How and why did Regenerative Agriculture come about?

A
Written by Anne Darre-Østergaard
Updated over a week ago

Regenerative Agriculture has been used for longer than one may think. Let's explore how Regen Ag started and has developed throughout multiple decades:

1930s

Humans have been cultivating the soil since we began growing crops thousands of years ago. Some form of tilling has thus been a consistent practice in most cultivation systems until the 1930s. At this time, huge dust storms were raging on the prairies in America and Canada, which had extensive consequences both for agriculture, the prairie as an ecosystem, and the people cultivating the land. It was the agricultural adviser Edward H. Faulkner who was the first to question the tilling procedure.
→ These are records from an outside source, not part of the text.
PR #800, opened 2024-09-16
MM-60548: Use DB instance endpoints directly

agnivade:
AWS enforces a limit of 5 custom endpoints per cluster: https://docs.aws.amazon.com/AmazonRDS/latest/AuroraUserGuide/Aurora.Endpoints.Custom.html

I am not sure how we didn't run into this in our
previous ceiling tests, but anyways I got blocked
by this randomly.

Turns out that we don't need custom endpoints in the first place, because we were anyways mapping 1:1 from endpoint to instance. So we can directly use the
instance endpoint.

This also allows us to use the writer field in the instance struct to let us cleanly identify the writer rather than looking for an instance prefix.

https://mattermost.atlassian.net/browse/MM-60548


agarciamontoro (commented):
Oh, this is way nicer! Do we know why we were using custom endpoints in the first place?

agnivade:
Yeah, I've been trying to remember myself. I think it was an oversight, but I'll let Claudio chime in if there was a specific reason.

streamer45:
Can't recall if there was a specific reason, although, as mentioned in https://hub.mattermost.com/private-core/pl/7h18pessxidwfk6y7ocjz5cqxo, I am not sure what would happen with regards to failover (e.g. writer instance going down).

At a high level, I don't think these changes would be any more problematic than the former approach but it's something to keep in mind as I remember back in the days that in case of a failure Aurora would run some failover logic that would mess up the deployment.

agnivade:
The current approach anyways doesn't do anything about failover because the endpoint is mapped directly to a single instance. Failover only comes into play when you use cluster endpoints, which we are not using here. But agree that these changes isn't any worse than the earlier approach. Although, I do like the benefit of using the `writer` field rather than relying of `rd`/`wr` prefixes.

streamer45 (approved):

agarciamontoro (approved):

He believed that tillage was the real cause of the violent sandstorms that devastated large areas of the Midwest of the United States.

1940s

Methods for reducing tillage and protecting the surface of the soil were developed and the term ‘Conservation Tillage’ was introduced. During the 1940s, seed drills that allowed direct sowing without prior tillage were created, and, at the same time, Edward H. Faulkner developed theoretical concepts similar to the Regen Ag principles we know today.

1960s

At first, interest in direct sowing was limited and it was not until the 1960s that the method began to gain some traction in the United States. In the early 1970s, direct sowing spread to Brazil, where farmers along with scientists developed the system we today call Regen Ag.

1990s

It was however not until the 1990s when the growing system began to gain a foothold. The prevalence of Regen Ag grew exponentially in countries such as Brazil, Argentina and Paraguay, leading to a revolution in agriculture. This development attracted attention from other parts of the world and from major international organizations such as the Food & Agriculture Organisation of the United Nations (FAO) and the World Bank. Through development and research projects, Regen Ag was extended to a number of countries in Africa and Asia.

2000s

After the turn of the millennium, there was also an increasing prevalence in a number of industrialized countries such as Canada, the USA, Australia, Spain, Italy, Finland, Ukraine and Russia. Since then, Regen Ag has gradually gained ground all over the world but especially in areas with unfavourable growing conditions. This includes agricultural areas with limited or heavy rainfall events and areas with large proportions of sloping terrain where it is crucial to either limit evaporation, erosion, or both.

In 2016, a total of approximately 180 million ha. were managed according to the methods in Regen Ag.